From the line containing "confused by template arguments." to the last line of the records below, retype every line exactly and output nothing else.

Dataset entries
* * *

PR #998, opened 2020-08-25
Generate json documentation on the object tree

t-wissmann:
This adds a new script doc/gendoc.py which extracts as much information about
herbstluftwm's object tree as possible. So far, this includes the objects,
their attributes, and possible children. The output format of doc/gendoc.py is
json, so we can pass this information around easily and in fact can verify the
json-formatted documentation by the test suite (more specifically by
tests/test_doc.py).

Motivation
----------
There are three reasons for me starting this:

  - Much of the documentation plainly copies information that is already
    in the source code
  - In the long run, I'd like to have live documentation (something like
    a 'help' command as in bash), so in the end the documentation
    (including explanations) should be easily accessible for such a
    'help' command.
  - I'd like to move the object tree documentation out of
    doc/herbstluftwm.txt, because this file has already 1700 lines.

Caveats / Alternatives
----------------------
The doc/gendoc.py script will easily become (or already is?)
unmaintainable. Writing a tokenizer and half a parser from scratch feels
like reinventing the wheel, but I couldn't find a better way to do it.
I've failed with the following alternative approaches:

   - doxygen seems to be the canonical solution for documentation,
     however, it does not seem to parse anything in actual code blocks
     (e.g. the attribute names are only present in the arguments passed
     to the constructor of Attribute_).
   - clang/llvm even has a python api and I have a kind of skeleton to
     parse the hlwm source code, but it seems that sometimes it gets
     confused by template arguments.

I understand that the doc/gendoc.py script itself is way too long to
review, but fortunately, we have the much shorter test suite and one
easily gets a feeling what is going on by simply looking at the
doc/hlwm-doc.json file that is generated by 'make'.

### DIFF
--- a/Makefile
+++ b/Makefile
@@ -25,6 +25,6 @@ doc: $(BUILDDIR)
 tar: doc
 	git archive --prefix=herbstluftwm-$(VERSION)/ -o $(TARFILE) HEAD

* * *

TASK ANSWER:
     confused by template arguments.

I understand that the doc/gendoc.py script itself is way too long to
review, but fortunately, we have the much shorter test suite and one
easily gets a feeling what is going on by simply looking at the
doc/hlwm-doc.json file that is generated by 'make'.

### DIFF
--- a/Makefile
+++ b/Makefile
@@ -25,6 +25,6 @@ doc: $(BUILDDIR)
 tar: doc
 	git archive --prefix=herbstluftwm-$(VERSION)/ -o $(TARFILE) HEAD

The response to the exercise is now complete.